Auch im Schreibunterricht machten wir gute Fortschritte. Alej beschaffte Papier (und duldete nicht, daß ich es für mein Geld kaufte), Federn und Tinte und lernte in etwa zwei Monaten vorzüglich schreiben. Das machte sogar auf seine Brüder Eindruck. Ihr Stolz und ihre Zufriedenheit waren grenzenlos. Sie wußten gar nicht, wie sie mir danken sollten. Bei der Arbeit, wenn es sich traf, daß wir zusammen arbeiteten, halfen sie mir um die Wette und rechneten es sich als ein Glück an. Von Alej rede ich schon gar nicht. Er hing an mir vielleicht nicht weniger als an seinen Brüdern.
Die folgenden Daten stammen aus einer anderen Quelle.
Issue #5652, opened 2024-06-17
Add TimeoutSeconds to knative-service trait


hernanDatgDev:
### Requirement

Hi
As a developer working with camel-k & often knative as well, I'd like to ability to set the `terminationGracePeriodSeconds` field on the corresponding integration pod. There are several fields regarding security and operations that we'd like to set to have fine tuned control of the integrations.

### Problem

Currently we can set `terminationGracePeriodSeconds` by using a pod template however there is a conflict using this field with Knative. The conflict comes from a Knative Validatingwebhookconfiguration, `validation.webhook.serving.knative.dev` because Knative actually handles the `terminationGracePeriodSeconds` field for the integration pod.

### Proposal

In the Knative codebase it is shown that `terminationGracePeriodSeconds` is derived from the corresponding Knative `revision` resource, specifically the `TimeoutSeconds` field. We could add a new TimeoutSeconds field to the knative-service trait which could then be applied when creating the Revision resource. This would ultimately propagate to the corresponding integration pod's `terminationGracePeriodSeconds` field as desired.

### Open questions
Zulip discussion: https://camel.zulipchat.com/#narrow/stream/257299-camel-k/topic/Set.20TimeoutSeconds.20through.20knative.20trait

_No response_

hernanDatgDev:
PR created: https://github.com/apache/camel-k/pull/5653

PR #5653, opened 2024-06-17
(#5652) Added TimeoutSeconds to knative-serving trait

hernanDatgDev:
Adds TimeoutSeconds to the knative-serving trait and to the corresponding Knative Revision that is created when using the trait. This field then propagates to `terminationGracePeriodSeconds` of the corresponding integration pod. Handles https://github.com/apache/camel-k/issues/5652

**Release Note**
```release-note
NONE
```


squakez (commented):
Although the change is relatively small, I think we can cover this with at lease one unit test. Thanks!

hernanDatgDev:
I've added a test and squashed the commits as well 👍

squakez (approved):

Issue #5463, opened 2024-05-07
Review CI setup and test executions scrips/make targets


lburgazzoli:
### Requirement

Make it easy to run e2e tests locally

### Problem

As today, a lot CI/testing logic and indirection is hidden in the` .github/workflows` and `.github/actions` which make testing and developing quite confusing. 

Ideally, it should be possible to easily run almost all the tests executed from the CI locally with minimal configuration.
I would suggest that we wrap all the e2e tests and related setup as `Makefile` targets

i.e. once checked out, a developer should be able to do something like:

```
make setup/knative
make test/e2e/knative
```

The same should happen in the CI pipeline instead of having everything wrapped as an action.

squakez:
We already have a structure of tests grouped and executable by kind: https://camel.apache.org/camel-k/2.3.x/contributing/e2e.html#testing-e2e-structure - what we miss is the automation to install Knative, Telemetry or OLM configuration. However if the user has them installed, the test execution should go through correctly.

lburgazzoli:
I saw that, but as stated by the document,  they may not work out of the box and the` .github/actions` is IMHO, quite a mess, so I'd love to see something simpler and that works with minimal setup.

squakez:
Happy to receive contributions, thanks!

squakez:
Just mind that you'd need to take in consideration the situation where, as a user, you already have Knative installed, as a second installation may mess up your local setup.

tdiesler:
PR: https://github.com/apache/camel-k/pull/5573

tdiesler:
There are now setup scripts for [knative](https://github.com/apache/camel-k/blob/main/e2e/knative/files/setup.sh) and [yaks](https://github.com/apache/camel-k/blob/main/e2e/yaks/files/setup.sh). Anything else?

tdiesler:
You can now do ...

```
./e2e/knative/files/setup.sh
./e2e/yaks/files/setup.sh
```

If there is nothing else, this can be closed.

tdiesler:
PR: https://github.com/apache/camel-k/pull/5661

PR #5661, opened 2024-06-20
(#5463) Add make targets: setup-knative, setup-yaks

tdiesler:


gansheer (approved):

oscerd (approved):

e2e/knative/files/setup.sh
```diff
@@ -77,7 +77,7 @@ EVENTING_CORE="https://github.com/knative/eventing/releases/download/${EVENTING_
 IN_MEMORY_CHANNEL="https://github.com/knative/eventing/releases/download/${EVENTING_VERSION}/in-memory-channel.yaml"
 CHANNEL_BROKER="https://github.com/knative/eventing/releases/download/${EVENTING_VERSION}/mt-channel-broker.yaml"
 
-KNATIVE_TEMP=$(mktemp -d knative-XXXX)
+KNATIVE_TEMP=$(mkdir -p ./build/_output && mktemp -d ./build/_output/knative-XXXX)
```
squakez, line 80: Watch out. The content of build is going to be bundled into the docker container when `make images`. I suggest to use a different folder for the scope. Also, is `mktemp` cross OS compatible? not sure if it will complain on mac users.

tdiesler: The content of specific `./build` subdirs are copied to the image, not all of `./build/*`. 
I tested this on Linux and MacOS (otherwise it would not work me either)

squakez: True. I've checked the Dockerfile and we pick certain subdirectories only.

PR #728, opened 2024-05-03
fix(mps-model-adapters): allow removing references on node

odzhychko:


mps-model-adapters/src/main/kotlin/org/modelix/model/mpsadapters/MPSNode.kt
```diff
@@ -220,8 +220,8 @@ data class MPSNode(val node: SNode) : IDefaultNodeAdapter, IReplaceableNode {
                 ?: SReferenceLinkAdapterById(SReferenceLinkId.deserialize(link.getUID()), "")
         }
 
-        val targetNode = target?.let { getArea().resolveNode(it.reference) } as MPSNode
-        node.setReferenceTarget(refLink, targetNode.node)
+        val targetNode = target?.let { getArea().resolveNode(it.reference) as MPSNode? }
```
slisson, line 223: This line didn't make sense before and still doesn't. Why do we try to resolve a node that is already an `INode`? Either the caller passes a valid `MPSNode` or this method has to fail. This is the wrong place for re-resolving nodes.

odzhychko: Done

mps-model-adapters-plugin/src/test/kotlin/org/modelix/model/mpsadapters/ChangeReferenceTest.kt
```diff
@@ -0,0 +1,63 @@
...
+        runCommandOnEDT {
+            val module = repositoryNode.getChildren(BuiltinLanguages.MPSRepositoryConcepts.Repository.modules)
+                .single { it.getPropertyValue(BuiltinLanguages.jetbrains_mps_lang_core.INamedConcept.name) == "Solution1" }
+            val model = module.getChildren(BuiltinLanguages.MPSRepositoryConcepts.Module.models)
+                .single { it.getPropertyValue(BuiltinLanguages.jetbrains_mps_lang_core.INamedConcept.name) == "Solution1.model1" }
+            val rootNode = model.getChildren(BuiltinLanguages.MPSRepositoryConcepts.Model.rootNodes).single()
+            rootNode.setReferenceTarget(referenceLink, rootNode)
+            assertEquals(rootNode, rootNode.getReferenceTarget(referenceLink))
+
+            rootNode.setReferenceTarget(referenceLink, null as INodeReference?)
```
slisson, line 39:
```suggestion
            rootNode.setReferenceTarget(referenceLink, null as INode?)
```

This is calling the wrong method. The correct one is called indirectly, but that might change.

odzhychko: Done.
Testing directly is better.

mhuster23 (approved):

PR #729, opened 2024-05-03
fix(mps-model-adapters): return null when resolving project module in an unresolvable project

odzhychko:
Previously, the method failed while trying to cast null to a non-null type.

Nie vergesse ich, wie er das Zuchthaus verließ. Er führte mich hinter die Kaserne, fiel mir dort um den Hals und fing zu weinen an. Vorher hatte er mich noch nie geküßt und auch nie geweint. »Du hast für mich so viel getan, so viel getan,« sagte er, »wie viel mein Vater und meine Mutter für mich nicht getan hätten: du hast mich zu einem Menschen gemacht, Gott wird es dir lohnen, ich aber werde es dir nie vergessen . . .«
Wo, wo mag er jetzt sein, mein guter, lieber, lieber Alej!
Außer den Kaukasiern gab es in unseren Kasernen noch eine ganze Gruppe Polen, die eine Familie für sich bildeten und mit den übrigen Arrestanten fast gar nicht verkehrten. Ich sagte schon, daß sie wegen ihrer Abgeschlossenheit und ihres Hasses gegen die russischen Zuchthäusler auch ihrerseits von allen gehaßt wurden. Es waren gequälte, kranke Naturen; es waren ihrer sechs Mann. Einige von ihnen waren gebildet; über sie werde ich im folgenden ausführlicher sprechen. Von ihnen verschaffte ich mir in den letzten Jahren meines Zuchthauslebens zuweilen Bücher. Das erste Buch, das ich gelesen hatte, machte auf mich einen starken, seltsamen, eigentümlichen Eindruck. Auch über diese Eindrücke werde ich später einmal besonders sprechen. Sie sind für mich außerordentlich merkwürdig, und ich bin überzeugt, daß sie vielen ganz unverständlich erscheinen werden. Über manche Dinge kann man gar nicht urteilen, wenn man sie nicht selbst erfahren hat. Ich will nur das eine sagen: die geistigen Entbehrungen sind schwerer als alle physischen Qualen. Der einfache Mann, der ins Zuchthaus kommt, gerät in seine eigene Gesellschaft, vielleicht sogar in eine, die intelligenter ist als seine bisherige Umgebung. Er hat natürlich vieles verloren: die Heimat, die Familie, alles, aber das Milieu bleibt dennoch dasselbe. Der gebildete Mensch dagegen, der nach dem Gesetz zu der gleichen Strafe wie der einfache Mann verurteilt wird, verliert unvergleichlich mehr als dieser. Er muß alle seine Bedürfnisse und Gewohnheiten unterdrücken; er muß in eine Umgebung kommen, die ihn unmöglich befriedigen kann, und muß lernen, eine andere Luft zu atmen . . . Er ist wie ein Fisch, den man aus dem Wasser gezogen und auf den Sand geworfen hat . . . So ist die laut Gesetz für alle gleiche Strafe für ihn oft zehnmal so qualvoll als für die andern. Es ist wirklich so . . . selbst wenn man nur an die materiellen Gewohnheiten allein denkt, die er opfern muß.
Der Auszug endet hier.